PR #1274, opened 2019-02-21
RUBY-1728 Indicate which auth mechanism was used when auth fails

p-mongo:


lib/mongo/auth/cr/conversation.rb
```diff
@@ -130,7 +130,9 @@ def initialize(user)
         private
 
         def validate!(reply)
-          raise Unauthorized.new(user) if reply.documents[0][Operation::Result::OK] != 1
+          if reply.documents[0][Operation::Result::OK] != 1
```
saghm: When discussing this offline, we were talking about how it might be useful to be able to see the entire reply document when this fails. Is there a reason we don't want to log it here (e.g. leaking sensitive data)?

p-mongo: I do not recall this specific conversation but https://github.com/mongodb/specifications/blob/master/source/command-monitoring/command-monitoring.rst#security requires redacting conversation requests/responses in command monitoring, therefore logging complete responses would go against spec requirements.

PR #1285, opened 2019-02-25
RUBY-1563 Abstract SRV record query behavior for use in mongos polling

saghm:
This was tested with a manual evergreen patch due to the queue apparently being backed up


lib/mongo/srv/records.rb
```diff
@@ -0,0 +1,72 @@
...
+# distributed under the License is distributed on an 'AS IS' BASIS,
+# WITHOUT WARRANTIES OR CONDITIONS OF ANY KIND, either express or implied.
+# See the License for the specific language governing permissions and
+# limitations under the License.
+
+require 'resolv'
+
+module Mongo
+
+  module SRV
```
p-mongo: Since `Mongo::SRV` is not an existing namespace, the new namespace should be called `Mongo::Srv`.

lib/mongo/srv/records.rb
```diff
@@ -0,0 +1,72 @@
...
+    # This SRV::Records class is used to keep track of the SRV records discovered for a given hostname. It also keeps
+    # track of the minimum TTL of the records added so far.
+    #
+    # @api private
+    class Records
+
+      MISMATCHED_DOMAINNAME = "Parent domain name in SRV record result (%s) does not match " +
+                                 "that of the hostname (%s)".freeze
+
+      attr_reader :hostname
```
p-mongo: Even though this entire class is private, please add docstrings with types for each attribute and a description of what they store as well as docstrings for the methods with descriptions of what they do and types for their parameters.

lib/mongo/srv/resolver.rb
```diff
@@ -0,0 +1,65 @@
...
+
+    # The SRV::Resolver class encapsulates the necessary behavior for querying SRV records.
+    #
+    # @api private
+    class Resolver
+      include Loggable
+
+      RECORD_PREFIX = '_mongodb._tcp.'.freeze
+
+      def initialize(raise_on_invalid = false)
```
p-mongo: Why is this an option, given that clients can rescue exceptions?

lib/mongo/srv/resolver.rb
```diff
@@ -0,0 +1,65 @@
...
+        @raise_on_invalid = raise_on_invalid
+        @resolver = Resolv::DNS.new
+      end
+
+      def get_records(hostname)
```
p-mongo: Is a trailing dot in hostname allowed, not allowed, required?

lib/mongo/srv/records.rb
saghm: I think it's confusing to have "SRV" in different case in two different namespaces in the driver, but ok

lib/mongo/srv/resolver.rb
saghm: The polling SRV records spec indicates that warnings should only be logged rather than errors raised. If we only catch the error that's raised externally, then an error with one record will prevent the driver from checking the rest of the records, which might be fine.

lib/mongo/srv/resolver.rb
saghm: I don't think the spec says anything about this, and I don't understand what that question has to do with the section of the code you commented on

p-mongo: The question has to do with how DNS works. DNS records always have trailing dots, e.g. `www.mongodb.com.`. Virtually in all other usage trailing dots are omitted, i.e. we talk about `www.mongodb.com`. Since the code in question deals with DNS records and performs hostname matching, which splits the hostnames on dots, it is important that trailing dots be correctly handled. It is also important for calling code to know whether `hostname` should or should not have the trailing dot.

saghm: All of the code related to parsing the hostname and doing the DNS queries is copied from the existing implementation in `mongo/uri/srv_protocol.rb`; all this PR does is factor it out into separate classes. I think it might be useful for you to read the existing implementation so you understand what's actually being changed here.

lib/mongo/srv/resolver.rb
p-mongo: Then why is there an option to raise exceptions? It also has no test coverage.

saghm: The initial seedlist discovery spec requires that an error is raised if any invalid records are found, whereas the polling SRV records for mongos spec requires that errors are not raised. We need to be able to do different behavior for each of them, but most of the code is the same, which is why this is being factored out in the first place. The only reason I separated out this code is that you asked me to make a separate PR, but it seems like it's creating more work than it's saving.

p-mongo:
Superseded by https://github.com/mongodb/mongo-ruby-driver/pull/1426.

========================================

Exercise —
Reproduce the data shown above exactly.

Solved exercise —
PR #1274, opened 2019-02-21
RUBY-1728 Indicate which auth mechanism was used when auth fails

p-mongo:


lib/mongo/auth/cr/conversation.rb
```diff
@@ -130,7 +130,9 @@ def initialize(user)
         private
 
         def validate!(reply)
-          raise Unauthorized.new(user) if reply.documents[0][Operation::Result::OK] != 1
+          if reply.documents[0][Operation::Result::OK] != 1
```
saghm: When discussing this offline, we were talking about how it might be useful to be able to see the entire reply document when this fails. Is there a reason we don't want to log it here (e.g. leaking sensitive data)?

p-mongo: I do not recall this specific conversation but https://github.com/mongodb/specifications/blob/master/source/command-monitoring/command-monitoring.rst#security requires redacting conversation requests/responses in command monitoring, therefore logging complete responses would go against spec requirements.

PR #1285, opened 2019-02-25
RUBY-1563 Abstract SRV record query behavior for use in mongos polling

saghm:
This was tested with a manual evergreen patch due to the queue apparently being backed up


lib/mongo/srv/records.rb
```diff
@@ -0,0 +1,72 @@
...
+# distributed under the License is distributed on an 'AS IS' BASIS,
+# WITHOUT WARRANTIES OR CONDITIONS OF ANY KIND, either express or implied.
+# See the License for the specific language governing permissions and
+# limitations under the License.
+
+require 'resolv'
+
+module Mongo
+
+  module SRV
```
p-mongo: Since `Mongo::SRV` is not an existing namespace, the new namespace should be called `Mongo::Srv`.

lib/mongo/srv/records.rb
```diff
@@ -0,0 +1,72 @@
...
+    # This SRV::Records class is used to keep track of the SRV records discovered for a given hostname. It also keeps
+    # track of the minimum TTL of the records added so far.
+    #
+    # @api private
+    class Records
+
+      MISMATCHED_DOMAINNAME = "Parent domain name in SRV record result (%s) does not match " +
+                                 "that of the hostname (%s)".freeze
+
+      attr_reader :hostname
```
p-mongo: Even though this entire class is private, please add docstrings with types for each attribute and a description of what they store as well as docstrings for the methods with descriptions of what they do and types for their parameters.

lib/mongo/srv/resolver.rb
```diff
@@ -0,0 +1,65 @@
...
+
+    # The SRV::Resolver class encapsulates the necessary behavior for querying SRV records.
+    #
+    # @api private
+    class Resolver
+      include Loggable
+
+      RECORD_PREFIX = '_mongodb._tcp.'.freeze
+
+      def initialize(raise_on_invalid = false)
```
p-mongo: Why is this an option, given that clients can rescue exceptions?

lib/mongo/srv/resolver.rb
```diff
@@ -0,0 +1,65 @@
...
+        @raise_on_invalid = raise_on_invalid
+        @resolver = Resolv::DNS.new
+      end
+
+      def get_records(hostname)
```
p-mongo: Is a trailing dot in hostname allowed, not allowed, required?

lib/mongo/srv/records.rb
saghm: I think it's confusing to have "SRV" in different case in two different namespaces in the driver, but ok

lib/mongo/srv/resolver.rb
saghm: The polling SRV records spec indicates that warnings should only be logged rather than errors raised. If we only catch the error that's raised externally, then an error with one record will prevent the driver from checking the rest of the records, which might be fine.

lib/mongo/srv/resolver.rb
saghm: I don't think the spec says anything about this, and I don't understand what that question has to do with the section of the code you commented on

p-mongo: The question has to do with how DNS works. DNS records always have trailing dots, e.g. `www.mongodb.com.`. Virtually in all other usage trailing dots are omitted, i.e. we talk about `www.mongodb.com`. Since the code in question deals with DNS records and performs hostname matching, which splits the hostnames on dots, it is important that trailing dots be correctly handled. It is also important for calling code to know whether `hostname` should or should not have the trailing dot.

saghm: All of the code related to parsing the hostname and doing the DNS queries is copied from the existing implementation in `mongo/uri/srv_protocol.rb`; all this PR does is factor it out into separate classes. I think it might be useful for you to read the existing implementation so you understand what's actually being changed here.

lib/mongo/srv/resolver.rb
p-mongo: Then why is there an option to raise exceptions? It also has no test coverage.

saghm: The initial seedlist discovery spec requires that an error is raised if any invalid records are found, whereas the polling SRV records for mongos spec requires that errors are not raised. We need to be able to do different behavior for each of them, but most of the code is the same, which is why this is being factored out in the first place. The only reason I separated out this code is that you asked me to make a separate PR, but it seems like it's creating more work than it's saving.

p-mongo:
Superseded by https://github.com/mongodb/mongo-ruby-driver/pull/1426.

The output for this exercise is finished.